Expected: a new catalog cloudera appears with the discovered databases. Click cloudera → banking_external.
Expected tables:
banking_external.partner_transactions (12 400 000 rows)
banking_external.partner_merchants (38 000 rows)
banking_external.partner_countries (240 rows)
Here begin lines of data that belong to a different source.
PR #278, opened 2022-07-08
tests :: updated fail method calls

dev-mlb:
In junit 4, we needed to move fail calls to throw AssertionError because the stacktrace was not printed. As we've updated to junit 5, we can change the methods back to fail because there is an overloaded method to accept the throwable.

### DIFF
--- a/src/test/java/emissary/place/ServiceProviderPlaceTest.java
+++ b/src/test/java/emissary/place/ServiceProviderPlaceTest.java
@@ -194,7 +194,7 @@ class ServiceProviderPlaceTest extends UnitTest {
 
             mtp.shutDown();
         } catch (IOException iox) {
-            fail("Could not initialize MyStreamConfigedTestPlace with one arg constructor: " + iox);
+            fail("Could not initialize MyStreamConfigedTestPlace with one arg constructor", iox);
         }
     }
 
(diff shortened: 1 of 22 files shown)


andrewbp:
Is this strictly to replace all instances of `org.junit.jupiter.api.Assertions.fail` and not `org.junit.jupiter.api.Assertions.fail`?

andrewbp:
Some classes that may have been missed:

SeviceConfigGuideTest
FactoryTest
WorkBundleTest
MainTest
MultiFileServerPlaceTest
ServiceProviderPlaceTest
EnvTest
HealthCheckActionTest
MetricsActionTest
PoolTest
VersionTest

src/test/java/emissary/place/ServiceProviderPlaceTest.java
```diff
@@ -387,7 +387,7 @@ void testKeyConfigAddKey() {
             assertTrue(proxies.contains("TPROXY"), "Proxies contains original in set");
             assertTrue(proxies.contains("TPROXY2"), "Proxies contains original in set");
         } catch (IOException iox) {
-            fail("Place should have configured with SERVICE_KEY: " + iox.getMessage());
+            fail("Place should have configured with SERVICE_KEY: ", iox);
```
jpdahlke, line 390: This message could be updated like the other 3 to remove the colon.

jpdahlke (approved):

jpdahlke:
> Is this strictly to replace all instances of `org.junit.jupiter.api.Assertions.fail` and not `org.junit.Assert.fail`?

I believe the intent was to update any `fail()` calls that used a throwable in the signature such that:
 - `throw new AssertionError()` calls were converted to use `fail()`
 - Calls to `.getMessage()` are removed and the throwable object used instead

cfkoehler (approved):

Screenshot: tests/e2e/playwright/artefacts/demos/federation-cloudera/02-cloudera-catalog.png
Step 3 — Carol writes the cross-catalog JOIN¶
Open DevHub → SQL editor. Run:
SELECT
i.country_code,
count(DISTINCT i.transaction_id) AS internal_tx,
count(DISTINCT e.partner_tx_id) AS external_tx,
avg(e.exchange_rate) AS avg_rate
FROM postgres_oltp_banking.public.transactions i
JOIN cloudera.banking_external.partner_transactions e
ON e.merchant_id = i.merchant_id
AND e.tx_date = date(i.transaction_ts)
WHERE i.transaction_ts >= current_date - INTERVAL '30' DAY
GROUP BY i.country_code
ORDER BY internal_tx DESC
LIMIT 20;
Expected: 20 rows in ~4 s. Top 5:
| country | internal_tx | external_tx | avg_rate |
| FR | 84 120 | 78 940 | 1.0000 |
| DE | 41 320 | 39 870 | 1.0000 |
| US | 28 410 | 27 600 | 1.0820 |
| GB | 19 240 | 18 990 | 0.8612 |
| CH | 12 410 | 12 100 | 0.9714 |
Screenshot: tests/e2e/playwright/artefacts/demos/federation-cloudera/03-join-result.png
Step 4 — Carol inspects predicate pushdown¶
In the SQL editor, click Explain → Distributed plan. Expected: the plan shows two sources, with the date filter pushed to the Hive side and the country filter pushed to the Postgres side.
Output [country_code, internal_tx, external_tx, avg_rate]
Aggregate
InnerJoin [on merchant_id, tx_date]
RemoteSource postgres_oltp_banking (predicate: ts >= now - 30 days)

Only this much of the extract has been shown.